8 thoughts on “Why David Cameron is losing the lead for the Conservatives

  1. I found it interesting on the news last night, they mentioned how David Cameron has had a facebook account created for him (as has lots of the other politicians trying to follow the example of Obama), but he doesn’t actually make any input on it him self!
    It’s the whole point of social media that it has to be genuine and personal? At least to some extend?
    Like you say, isn’t he once again pretending to be “down there with the kids” but actually completely missing the point?

    1. That’s a really good point. Social media can be incredibly powerful, but as we know, it can also sniff out the truth very quickly. I think david Cameron on Facebook is about as credible as me dancing at a wedding!

  2. Some great points there John (as ever!). I think it is an interesting issue. These ‘airbrush’ posters do expose what a lot of people fear – that these guys just aren’t genuine and are ‘pretending’! We all ‘question’ a lot more now and therefore ‘see through’ the hype’.

    It’s quite interesting that the politicians are trying to ‘adopt’ the ‘social media’ thing, but are struggling to make it work. The problem is that they all copme across as ‘same as’.

    Their challenge is to differentiate themselves (‘dramatically differentiate’ themselves?) and ‘demonstrate that!

    I had a bizarre experience recently – I watched David Cameron’s performance at TED last month – see link here

    and was quite impressed (scarilly)!!!

    Maybe these politicians should be using new technology and ‘modern’ promotional methods to reinforce their difference and personality – i.e. do the stuff they are good at, and let people see them doing it.

    1. It feels to me like they are trying to create a David Cameron ‘brand’ by using tons and tons of market research to find out what offends people the least. This goes completely against your theory of creating things that are ‘clear and demonstrably different’ as it only ever creates things that re clear and demonstrably safe.

      This hunting around in the middle ground is, i’m sure, the reason that politics is blanding itself out of existence and why it is so totally unappealing to younger potential voters.

      If they came out and stood for ‘something’ rather than ‘anything’, it might not be to everyones taste, but at least we would know what was important to them.

      Love or hate Michael Foot (RIP his floppy haired old soul) at lest you knew what he stood for, what was vital and in his ‘Peacemonger‘ speech you had no doubt what you were getting if you signed up to his public values.

      1. Well, that’s really interesting what you’re saying.
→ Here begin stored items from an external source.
PR #509, opened 2025-12-03
Update input region based on visible dialogs

DziubanMaciej:
This commit implements input region setting in burrito-fg instead of relying on Godot's API, which only allows a single rect. It enhances Burrito usability - it's not needed to close all dialogs to interact with the game.

- add `set_optimal_mouse_block`, which iterates over all dialogs and applies their bounding rects as input rects. Only supported for x11 for now. For other backend it will return false.
- add `update_mouse_block` as a frontend function for  `set_minimal_mouse_block`, `set_maximal_mouse_block` and the newly added `set_optimal_mouse_block`. It will first try to use optimal mouse block and if it fails, is not supported or is disabled with a setting, it will fallback to min/max mouse block.
- Connect the `item_rect_changed` and `visibility_changed` of all visible controls to `update_mouse_block` (although not directly, but via a timer). There's no reason to call this function in code.
- `InputRegionUpdateTimer` is added to limit the number of calls to `update_mouse_block`. When any dialog changes visibility or bounding rect, it restarts this timer. When the timer elapses, it calls `update_mouse_block`.

### DIFF
--- a/Settings.gd
+++ b/Settings.gd
@@ -45,6 +45,7 @@ var burrito_link_wine_path: String = ""
 var burrito_link_env_args: String = ""
 
 var enable_player_cutout: bool = false
+var allow_optimal_mouse_block: bool = false
 
 # We save the marker data in this directory when the files are have been split
 # by Map ID. All changes made by the editor are automatically saved in these
@@ -102,6 +103,8 @@ func _ready():
 		self.start_with_open_menu = self._config_data["start_with_open_menu"]
 	if "enable_player_cutout" in self._config_data:
 		self.enable_player_cutout = self._config_data["enable_player_cutout"]
+	if "allow_optimal_mouse_block" in self._config_data:
+		self.allow_optimal_mouse_block = self._config_data["allow_optimal_mouse_block"]
 
 
 func get_saved_markers_dir() -> String:
@@ -127,7 +130,8 @@ func save():
 		"burrito_link_env_args": burrito_link_env_args,
 		"local_category_data": local_category_data,
 		"start_with_open_menu": start_with_open_menu,
-		"enable_player_cutout": enable_player_cutout
+		"enable_player_cutout": enable_player_cutout,
+		"allow_optimal_mouse_block": allow_optimal_mouse_block
 	}
 
 	var file = File.new()
--- a/SettingsDialog.gd
+++ b/SettingsDialog.gd
@@ -29,6 +29,9 @@ func load_settings():
 	var enable_player_cutout: CheckButton = $ScrollContainer/GridContainer/EnablePlayerCutout
 	enable_player_cutout.pressed = Settings.enable_player_cutout
 
+	var allow_optimal_mouse_block: CheckButton = $ScrollContainer/GridContainer/AllowOptimalMouseBlock
+	allow_optimal_mouse_block.pressed = Settings.allow_optimal_mouse_block
+
 
 func save_settings(new_value=null):
 	var minimum_width: LineEdit = $ScrollContainer/GridContainer/MinimumWidth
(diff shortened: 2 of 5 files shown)


AsherGlick:
I have only skimmed the code so far, but I had a question before I begin going through this in depth. Why do we require any of this code to be in burrito-fg's rust code instead of in the core gdscript? gdscript is going to be much more flexible and cross platform. Examples of why we might need to write the logic in rust:
1) Need to call c-api code, which would require an extension no matter what and burrito-fg is already in place
2) If the performance of gdscript is measurably too slow, in which case we should include some sort of profiling data in the pr

DziubanMaciej:
We cannot do this in gdscript, because Godot does not expose a way to set multiple input regions at the same time. `OS.set_window_mouse_passthrough` takes only one polygon. Internally it calls the same APIs as I did here (`XPolygonRegion`, `XShapeCombineRegion`), but each subsequent call fully overwrites what the previous one did.

AsherGlick:
That seems like it would be a solvable problem in code though, or is there something more I am missing? This solution means that we have to be the maintainers of all mouse passthrough implementations for each platform we want to target. If godot is already happy to maintain those implementations using a stable api I dont see a good reason why this project should take on that burden as well.

Even discounting mac and windows, this looks like an x11-only solution with no fallback. Which means at the very least it will need to be rewritten for wayland at some point in the near future or break completely. Not working at all is a worse outcome than the current implementation so I am not inclined to accept this design just because this api allows us to specify multiple input regions. 

I would rather maintain a single implementation that was able to combine multiple bounding rectangles into one overall bounding line, which is not likely to change over time, than maintain multiple mouse passthrough implementations.

DziubanMaciej:
> That seems like it would be a solvable problem in code though, or is there something more I am missing?

How? There's literally no Godot API that would allow this. 

> If godot is already happy to maintain those implementations using a stable api I dont see a good reason why this project should take on that burden as well.

But the API is not sufficient and you had to work around it by capturing entire screen, which is not very pleasant to use. The reason to do this would be usability.

> Even discounting mac and windows, this looks like an x11-only solution with no fallback. Which means at the very least it will need to be rewritten for wayland at some point in the near future or break completely.

I think I've seen multiple people complaining burrito is unusable on Wayland and even you telling people they should use X11. So it could be implemented for Wayland when you decide you want to officially support it. As for windows... I guess everyone just uses blish :D

> I would rather maintain a single implementation that was able to combine multiple bounding rectangles into one overall bounding line, which is not likely to change over time, than maintain multiple mouse passthrough implementations.

But this one overall bounding line will only work on X11 (and maybe windows) as well. Wayland's API only allow rectangles, which is not implemented in Godot. Godot would have to add a new API. There's been a PR for 2 years but no one cares.


Btw. implementation of the mouse passthrough API in wayland looks like [this](https://github.com/godotengine/godot/blob/0fdbf050e0c7fc7e0a9d42c2a41ee3bfdffbd8f1/platform/linuxbsd/wayland/display_server_wayland.cpp#L1021-L1032), so it's not gonna be any worse than it is.
image

DziubanMaciej:
Anyway, I think it's better to maintain additional 50 lines of code (even multiplied by 3-4 backbends) and have a more convenient GUI, but you do you, it's your project :D You can close the PR if you want. I'm gonna be using this locally.

AsherGlick:
ugg, why does wayland have to do things its own way every time
Ok so this means that the existing solution wont work on wayland either. cool beans.

Alright, if you put this behind a setting so that users can disable if if they are not using x11 then I think it is fine. But I insist that the old pattern stick around for the edge cases of someone trying to use this on mac or windows today because I know of at least 1 user in each of those categories.

DziubanMaciej:
Haha, yeah wayland is a special child :) Okay, I'm glad we came to a conclusion. I added fallbacks to the current approach if either:
- new approach is disabled with a setting (it's disabled by default)
- we're not on Linux+X11
- it failed

DziubanMaciej:
Hey @AsherGlick. Just curious, do you care, or you don't want this change? I've been using it locally and I think it's really cool.

AsherGlick:
@DziubanMaciej I plan to merge the feature as designed. Life is just getting in the way of actually reviewing the code and doing any of the work.

DziubanMaciej:
Alright, no worries :D Thanks.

A couple of months ago I ‘whimped out’ of doing an article on the BNP being ‘Dramatically and Demonstrably Different’ because all the other parties were ‘same as’.
        Absolutely no way did i want to support or even condone what they stand for, but that’ s almost the point – many successful ‘brands’ provoke a reaction – positive or negative, and if there’s enough ‘positives’ (‘enough’ is in itself a very subjective word), then you’ve got ‘success’.
        The BNP ‘brand’ stands out among a ‘sea of sameness’ and that’s very scary!
        Think I’ll write to my MP!

  3. Certainly the advertising highlights a concern of the voting public – How are the Conservatives different from Labour? How is Cameron different from Blair or Brown? Exactly with your point about sameness John.

    I’m not sure it’s the positioning as “down with the kids” that is the issue, but more a case of credibility. The ad simply shows that the focus is on image, and not the true message. Why should we believe him? If we can’t believe him, why should we vote for him?

    Elections are lost, rather than won. It comes down to how bad Labour are in comparison to the Conservatives!